Beginning with the line below that contains "PR #3867, opened 2023-01-31" and ending with the line that contains "by these parameters", copy every line exactly. Copy nothing else.

(Beginning of MATERIAL PROVIDED)

PR #3844, opened 2023-01-11
fix(core): synchronization updates group name

Johaney-s:
* groups are matched by group login, so group name can and should be updated by synchronization


Kuliak (approved):

sarkapalkovicova (approved):
It looks good. Just consider if now, when the group's name is also changed, the java doc of `updateExistingGroupsWhileSynchronization` method shouldn't be updated.

PR #3845, opened 2023-01-12
fix(registrar): trim bulk invite csv values

xflord:
*  trim values of leading/trailing white spaces before using them to invite members


mattjoke (approved):
Looks good :+1:

Johaney-s (approved):

PR #3853, opened 2023-01-20
fix(core): fixed sending emails in batches to MSMTP

martin-kuba:
MSMTP implementation of SMTP daemon cannot receive more than a single message in one session. Sending batches of messages was reimplemented to close the SMTP connection after each message.


perun-notification/src/main/java/cz/metacentrum/perun/notif/managers/PerunNotifEmailManagerImpl.java
```diff
@@ -56,272 +39,99 @@ public void init() throws Exception {
 		System.setProperty("client.encoding", "utf-8");
 
 		// Load properties file notif.properties
```
zlamalp, line 41: `notif.sendMessages` is the last property, which is used from `perun-notif.properties`. I suggest to move it to the `perun.properties`. Then remove all usages of `perun-notif.properties` file. Then we can also remove this comment.

perun-notification/src/main/java/cz/metacentrum/perun/notif/managers/PerunNotifEmailManagerImpl.java
```diff
@@ -56,272 +39,99 @@ public void init() throws Exception {
...
+							mimeMessage.getSubject(),
+							content
+						);
+					} catch (AuthenticationFailedException authenticationFailedException) {
+						throw new EmailAuthenticationException(authenticationFailedException);
+					} catch (MessagingException messagingException) {
+						try {
+							ByteArrayOutputStream out = new ByteArrayOutputStream();
+							mimeMessage.writeTo(out);
+							failedEmailLogger.error(out.toString(StandardCharsets.UTF_8));
```
zlamalp, line 126: I'm not sure, why we write `mimeMessage` to the log file like this. When successfully sent, we simply log only relevant parts. But it was in the original implementation too, so it's probably ok.

I'm also not sure, if we need specific logger for failed messages, since there is no specific logging configuration for it (unlike for the send messages). In such case it uses default logger anyway. We should either add specific logger configuration (at least commented as example) or simply log this in the normal logger associated with this class).

zlamalp (changes requested):

perun-notification/src/main/java/cz/metacentrum/perun/notif/managers/PerunNotifEmailManagerImpl.java
zlamalp: We will resolve this in a new pull-request.

zlamalp (approved):

perun-notification/src/main/java/cz/metacentrum/perun/notif/managers/PerunNotifEmailManagerImpl.java
```diff
@@ -50,278 +30,38 @@ public class PerunNotifEmailManagerImpl implements PerunNotifEmailManager {
...
-				transport.close();
-			} catch (MessagingException ex) {
-				if (!failedMessages.isEmpty()) {
-					throw new EmailSendException("Failed to close server connection after message failures", ex, failedMessages);
-				} else {
-					throw new EmailSendException("Failed to close server connection after message sending", ex);
+					//send message over SMTP
+					mailSender.send(message);
+					// log successful sending
+					sendMessagesLogger.info("Email sent date: {}, to: {}, from: {}, subject: {}, text: {}",
```
zlamalp, line 54: Since we don't set `sentDate` anymore we shouldn't try to log it, as it is always null.

zlamalp (changes requested):
Can you please improve logging? We log following unnecessary messages:
```
DEBUG c.m.p.n.m.PerunNotifTemplateManager - Found handling sender: cz.metacentrum.perun.notif.senders.PerunNotifEmailUserSender@e942c6e
DEBUG c.m.p.n.m.PerunNotifTemplateManager - Messages send by sender: cz.metacentrum.perun.notif.senders.PerunNotifEmailUserSender@e942c6e
```
It would be probably sufficient to know, that we found one of the sender implementations (user or group), but that is also clear from the rest of messages in the log.

Also by removing those unnecessary classes we lost a few log messages about resolved/sent emails in the main log, so they are only in `sendMessages` log.
I suggest to log at least from/to/subject in the main log too, so that we can see what was resolved by what IDs (regexes/templates) - basically see full flow. Full details of each mail can be in the sendMessages log.

zlamalp (approved):

PR #3866, opened 2023-01-30
fix(registrar): notify admins if application auto-approval fails

sarkapalkovicova:
- send notification to the relevant vo/group admins
- store error that caused approval failure in db

### DIFF
--- a/perun-registrar-lib/src/main/java/cz/metacentrum/perun/registrar/impl/RegistrarManagerImpl.java
+++ b/perun-registrar-lib/src/main/java/cz/metacentrum/perun/registrar/impl/RegistrarManagerImpl.java
@@ -1591,7 +1591,7 @@ public class RegistrarManagerImpl implements RegistrarManager {
 			}
 
 			// send mail
-			getMailManager().sendMessage(app, MailType.APP_REJECTED_USER, reason, null);
+			getMailManager().sendMessage(app, MailType.APP_REJECTED_USER, reason,null);
 
 			perun.getAuditer().log(sess, new ApplicationRejected(app));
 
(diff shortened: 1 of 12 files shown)


perun-registrar-lib/src/main/java/cz/metacentrum/perun/registrar/impl/RegistrarManagerImpl.java
```diff
@@ -3837,14 +3835,10 @@ private void tryToAutoApproveApplication(PerunSession sess, Application app) thr
 
 			}
 		} catch (Exception ex) {
-
-			ArrayList<Exception> list = new ArrayList<>();
-			list.add(ex);
-			getMailManager().sendMessage(app, MailType.APP_ERROR_VO_ADMIN, null, list);
-
+			setAutoApproveErrorToApplication(app, ex.getMessage());
+			getMailManager().sendMessage(app, MailType.APP_ERROR_VO_ADMIN, ex.getMessage(), Arrays.asList(ex));
```
zlamalp, line 3839: I'm not sure, that passing `ex.getMessage()` as a `reason` param to the notification is useful, since it was originally used only in "rejection" notification, but I checked and it can be now generally used in all notifications (replaces tag `{customMessage}`. For error messages we used exception objects with tag `{errors}`.

So you can probably use it to generally improve the notification style/content, but make sure to think about it from the perspective of hints in GUI, documentation and mention it in the release notes for new version.

zlamalp (changes requested):
Since you changed the API object Application, please make sure to update also its definition in old GUI / WUI (esp. registrar) and CLI. You should also mark this as a breaking change.

zlamalp (approved):

Johaney-s (approved):
looks good, please rebase

PR #3867, opened 2023-01-31
feat(core): add options to sort paginated members by email, organizat…

Johaney-s:
…ion and statuses

* extended membersOrderColumn with email, organization and statuses, which will enable sorting in GUI by these parameters
* preferences (order) of email and organization are taken from current GUI logic (mixing user and member attributes)
* logins are not sortable as they are not unifiable

### DIFF
--- a/perun-base/src/main/java/cz/metacentrum/perun/core/api/MembersOrderColumn.java
+++ b/perun-base/src/main/java/cz/metacentrum/perun/core/api/MembersOrderColumn.java
@@ -18,7 +18,39 @@ public enum MembersOrderColumn {
 	                 "users.first_name " + getLangSql(query) + query.getOrder().getSqlValue()
 	),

(End of MATERIAL PROVIDED)

## EXERCISE OUTPUT:
PR #3867, opened 2023-01-31
feat(core): add options to sort paginated members by email, organizat…

Johaney-s:
…ion and statuses

* extended membersOrderColumn with email, organization and statuses, which will enable sorting in GUI by these parameters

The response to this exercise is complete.